● WORK TASK
Find every line containing the string "being" in the data below, and report how many there are, with no other words.

Collected data:

PR #740, opened 2018-02-08
Fix vi-mode and support hiding segment when in insert mode

### LINKED ISSUE #725: Possible to make vi_mode work with ^X^V?
While using the regular emacs mode, you can temporarily enter vi mode by pressing ctrl+x ct+v.

This is really useful for moving the cursor around. It would be cool to be able to have the vi_mode indicator show up for NORMAL mode and maybe just hide it completely for INSERT mode.

Is that something that could be added?

ionsquare:
I believe [this commit](https://github.com/bhilburn/powerlevel9k/commit/520eed12482b276e630d66b01a3f5852c96b6b1f) stopped the vi_mode plugin from working (also see [this comment](https://github.com/bhilburn/powerlevel9k/issues/319#issuecomment-355870476) from issue #319).

This PR returns one of the parts that was removed in that commit to get vi_mode working again as suggested by the comment linked above.

It also adds a check to see if `POWERLEVEL9K_VI_INSERT_MODE_STRING` is an empty string and if so, it skips showing the segment entirely.

This works both when using vi mode directly and when temporarily entering vi mode from emacs mode with `^X^V`.

This fixes #725 and possibly #319.

### DIFF
--- a/README.md
+++ b/README.md
@@ -621,6 +621,8 @@ you are using the [ZSH Line Editor](http://zsh.sourceforge.net/Doc/Release/Zsh-L
 |`POWERLEVEL9K_VI_INSERT_MODE_STRING`|`"INSERT"`|String to display while in 'Insert' mode.|
 |`POWERLEVEL9K_VI_COMMAND_MODE_STRING`|`"NORMAL"`|String to display while in 'Command' mode.|
 
+To hide the segment entirely when in `INSERT` mode, set `POWERLEVEL9K_VI_INSERT_MODE_STRING=''`
+
 #### Unit Test Ratios
 
 The `symfony2_tests` and `rspec_stats` segments both show a ratio of "real"
--- a/powerlevel9k.zsh-theme
+++ b/powerlevel9k.zsh-theme
@@ -1366,6 +1366,7 @@ prompt_vi_mode() {
       "$1_prompt_segment" "$0_NORMAL" "$2" "$DEFAULT_COLOR" "default" "$POWERLEVEL9K_VI_COMMAND_MODE_STRING"
     ;;
     main|viins|*)
+      if [[ -z $POWERLEVEL9K_VI_INSERT_MODE_STRING ]]; then return; fi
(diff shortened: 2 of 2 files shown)


bhilburn:
Hey @ionsquare - Thanks so much for submitting this PR! As you might have seen in [my comment](https://github.com/bhilburn/powerlevel9k/issues/319#issuecomment-261554849) in #319, the reason I never merged #320 (and the reason I pulled the `zle` commands, to begin with), is that the performance impact of having them was *tremendously* negative. The VCS segment needs some speeding up in its current state, but those `zle` commands made it horrendous for non-Vi_mode users.

In testing this branch, I have to say I'm stunned - it actually **speeds up P9k**. It is obviously a subset of #320, but if this fixes #319 that would be fantastic, because it doesn't seem to slow anything down at all.

I'm testing this on macos right now where I see the speed-up. I'd like to test it on Linux, too, to be sure. It would be great if a few others wouldn't mind pulling this branch to give it a go, as well. Merging things into `master` with this broad of an impact can be really damaging if we make a mistake, so I want to be sure it's thoroughly tested.

Based on my tests so far, though, this is really excellent, @ionsquare!

@dritter @iScrE4m - Would you mind pulling this branch and giving it a go? I'll test on my Linux laptop in a bit.

iScrE4m:
I pulled it, then looked into how to test it and realized that since I've never used zle before, I'm probably not the best candidate for testing, sorry!

bhilburn:
@ionsquare - I want to get this into the mainline, and at the same time I'm still just a touch nervous of something going wrong if I merge it into `master` - touching the `zle` stuff can break things in bizarre ways.

So, I've merged it into `next`. We are doing a bunch of work on `next` right now, and I hope to tag a new release in fairly short order. This work will get tested along with the rest of that, and then will be part of the next release.

Thanks so much for contributing this, by the way. I'm still stunned that something so simple seems to have such a positive impact on the problem after so many of us have struggled to make a meaningful fix, here. Great work, and welcome to P9k `=)`

ionsquare:
Thanks for the update, I'm really glad I was able to help. I hope there aren't any unfortunate surprises as it gets tested out in `next`.

Issue #857, opened 2018-06-05
Option to output hyperlink in directory segment


stuaxo:
Now that VTE and other terminals support hyperlinks [1] it would be great if the directory in the prompt was a hyperlink to that directory.

That way you could right click on the prompt and open the file manager there.

[1]

https://gist.github.com/egmontkob/eb114294efbcd5adb1944c9f3cb5feda

dritter:
Hi @stuaxo !
Wow. I didn't know this is possible at all. Thanks for that suggestion. Pretty awesome, as we could use the shortened name as link text and still point to the right directory. 

I am a bit concerned about:
- Styling. I am not sure how all Terminal Emulators would render the links. iTerm2 renders it like this:
![bildschirmfoto 2018-06-06 um 22 28 01](https://user-images.githubusercontent.com/1544760/41063442-f0f2950a-69d8-11e8-8062-f0bd07fd8559.png)
- [Detectability](https://gist.github.com/egmontkob/eb114294efbcd5adb1944c9f3cb5feda#detecting-availability-of-the-feature). It seems that there is no way to detect this properly. And if some Terminal Emulators won't ignore the escape sequences, it might be necessary to hide this feature in a feature flag (which would be complicated, as the `dir` segment is complicated anyway).
- [File Links](https://gist.github.com/egmontkob/eb114294efbcd5adb1944c9f3cb5feda#file-uris-and-the-hostname) on Remote Hosts. They wouldn't work, right? No big deal, if the File Manager just shows an error.
- [Encodings](https://gist.github.com/egmontkob/eb114294efbcd5adb1944c9f3cb5feda#encodings). Some people use UTF-8 characters in their Directory names.. The Specification says the behaviour is undefined then.

But an interesting feature anyway. 👍

stuaxo:
It's funny, as it's something I've been wanting for years :)

Anyway -

I think it will be ignored if not supported.

It only works on local hosts for now.

The dashed underline isn't my first choice, but it's useful enough that I'd still use it :)

I guess for the home icon could be a file file:/// link to home as well.


I really hope that features like this are taken further, but in the meantime, there are possibilities as-is.... I'd find it handy being able to scroll up in my terminal history and quickly navigate to directories by right-clicking part of the prompt :)

onaforeignshore:
I wrote a quick PR to test this "feature" and, while it works, it causes issues with the right prompt

bhilburn:
[...]

PR #1052, opened 2018-11-05
Dir add hyperlink

onaforeignshore:
This PR adds support for hyperlinking of folders to terminals that support it.

This will require extensive testing and feedback, so please feel free to test it :)

Implements #890 on the new code base (as requested in #857)

### DIFF
--- a/README.md
+++ b/README.md
@@ -464,6 +464,12 @@ If you want to customize the last directory of the path, you can now set `P9K_DI
 
 You can also color the separator separately by setting the color using `P9K_DIR_PATH_SEPARATOR_FOREGROUND`.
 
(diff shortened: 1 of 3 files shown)


dritter (commented):
Code looks good to me. My only concerns are:
- does this get correctly counted when using the zero pattern (`local zero='%([BSUbfksu]|([FB]|){*})'`)? This is used in `truncate_with_package_name` strategy, and probably in the newline segment improvement..
- does this work in all terminals?


Second thought: maybe this is interesting for other agents as well. I am thinking of a segment that reads the to url out of git or a a package.json..

stuaxo:
@dritter 

In non-supported terminals this should just not show up.

General url support would be great if it'll work.

PR #1065, opened 2018-11-14
Protect locale

### LINKED ISSUE #587: locale being overridden
Hi,

I've just spent a loooong time trying to find the reason my system locale was being overridden to en_US and finally tracked it down to this line: https://github.com/bhilburn/powerlevel9k/blob/master/functions/icons.zsh#L21

This declaration of `local` is not in fact localised see: http://zsh.sourceforge.net/Doc/Release/Functions.html#Anonymous-Functions

dritter:
This PR fixes #587 .

### DIFF
--- a/functions/icons.zsh
+++ b/functions/icons.zsh
@@ -13,6 +13,7 @@
 
 # Initialize the icon list according to the user's `POWERLEVEL9K_MODE`.
 typeset -gAH icons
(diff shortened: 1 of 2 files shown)


bhilburn:
Hahaha sorry I failed to get this done. I swear I've had this open on my desktop ever since I left that comment in #587! Just couldn't get to it =(

Thanks, @dritter 🥇

PR #1069, opened 2018-11-15
[New Segment] Added Reminder segment

bsidhipong:
#### Reminder segment
A reminder segment named "reminder" that evaluates the current time against an array of reminders and display the associated icon(s).
 
#### Description
Given a P9K_REMINDER_RULES array of strings (day, time, and icons separated by space), evaluate the current time of day against the array and output the appropriate icon(s).

P9K_REMINDER_RULES=(
	"mon-sat 08:30-10:00 $P9K_REMINDER_HOT_BEVERAGE"
	"sun 10:00-18:00 $P9K_REMINDER_TEACUP_WITHOUT_HANDLE"
	"* 20:30-23:59 $P9K_REMINDER_SLEEPING_FACE"
	"* 21:30-23:59 $P9K_REMINDER_PERSON_IN_BED"
)

reminder-screenshot

#### Questions
It'd be great if you can have a look and suggest what unit tests might be necessary.

### DIFF
--- a/segments/reminder.p9k
+++ b/segments/reminder.p9k
@@ -1,0 +1,71 @@
+# vim:ft=zsh ts=2 sw=2 sts=2 et fenc=utf-8
+################################################################
+# @title powerlevel9k Segment - Reminder
+# @source [powerlevel9k](https://github.com/bhilburn/powerlevel9k)
+##
+
+################################################################
+# Register segment
+# Parameters:
+#   segment_name  context  background  foreground  Generic  Flat/Awesome-Patched  Awesome-FontConfig  Awesome-Mapped-FontConfig  NerdFont
+#                                                                                                                             
+p9k::register_segment 'REMINDER' '' green "$DEFAULT_COLOR" '!!' ''   $'\UF0A4 '   '\u'"${CODEPOINT_OF_AWESOME_HAND_O_RIGHT}"   $'\UF0A4'
+
+################################################################
+# @description
+#   Display the reminder icon/text for the current time interval.
+##
+# @args
+#   $1 string Alignment - left | right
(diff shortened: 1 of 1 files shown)


segments/reminder.p9k
```diff
@@ -0,0 +1,71 @@
...
+    "fri" 5
+    "sat" 6
+  )
+	local dow=$( date +"%w" )
+	local now=$( date +"%H%M" )
+  local segment_content=""
+	local separator=""
+	for rule in $P9K_REMINDER_RULES; do
+		echo $rule | while read date_exp time_exp icon; do
+			time_exp=$( echo "$time_exp" | sed -e "s/[:]//g" )
```
dritter: This could be done with ZSH itself:
```suggestion
			time_exp=${time_exp//:/}
```

segments/reminder.p9k
```diff
@@ -0,0 +1,71 @@
...
+    "thu" 4
+    "fri" 5
+    "sat" 6
+  )
+	local dow=$( date +"%w" )
+	local now=$( date +"%H%M" )
+  local segment_content=""
+	local separator=""
+	for rule in $P9K_REMINDER_RULES; do
+		echo $rule | while read date_exp time_exp icon; do
```
dritter: Interesting way of reading in variables. What would happen if the icon is empty?

dritter:
Thanks for that nice segment @bsidhipong ! Much appreciated.

I have a few requests:
- Could you add some documentation on how to use this segment?
- Could you add some tests regarding the various configuration options? What happens if the icon is empty? What if it contains a whitespace? What if the date contains whitespace? What happens if someone uses seconds on his configuration? etc.

PR #1070, opened 2018-11-15
[Docs] Uniformly apply inline code formatting in README

Wieschie:
All POWERLEVEL variables and directory paths should be formatted with backticks for inline code.  If not marked as code, the ~ home directory can unintentionally apply strikethrough.


dritter:
Thx @Wieschie for keeping an eye on the docs!

bhilburn:
Thanks for the clean-up, @Wieschie! PRs like this, while perhaps simple to fix, are just as important to the project as code. Thanks so much!

PR #1073, opened 2018-11-16
[Bugfix] Fix +vi-git-untracked when using Git submodules

cwis-public:
When using Git submodules, the `+vi-git-untracked` was unable to check for new files because it was using `git --ls-files` on the `${vcs_comm[gitdir]}` directory, which is the `.git` directory inside the `.gitmodules` directory, and not the checked-out directory itself.

This fix detects the error message given by `git ls-files`, and, when this happens, retries the command using `git rev-parse --show-toplevel`.


dritter:
Hi @cwis-public ! Thanks for the fix, but I am closing this anyway in favor of #1071  which landed in `master` with #1080 .

bhilburn:
As @dritter said, thanks for debugging the problem and submitting the fix, @cwis-public! Sorry the timing overlapped on the parallel effort. Looking forward to your next PR!

PR #1075, opened 2018-11-17
Protect locale

dritter:
This protects the users locale. Before, we always set `LC_CTYPE` to `en_us.utf8`. Now we do that only internally. I had to wrap all occurrences of icons with a anonymous wrapper function to create scope so that `local` works correctly. I also moved all calls to `p9k::set_default` into that function, because they may contain icons as well (see dir segment).


dritter:
Merging this quickly, because:
a) there are not too much PRs open that contain new segments (need to be updated)
b) this fix should not hurt anything
c) tests are green

PR #1076, opened 2018-11-17
Enable colors on Travis

dritter:
shUnit is capable of outputting ANSI-Colors. By default shUnit detects the coloring capabilities of the terminal automatically. This seems to fail for travis. This PR enforces colored output.


bhilburn:
Hahah 👍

● TASK OUTPUT
3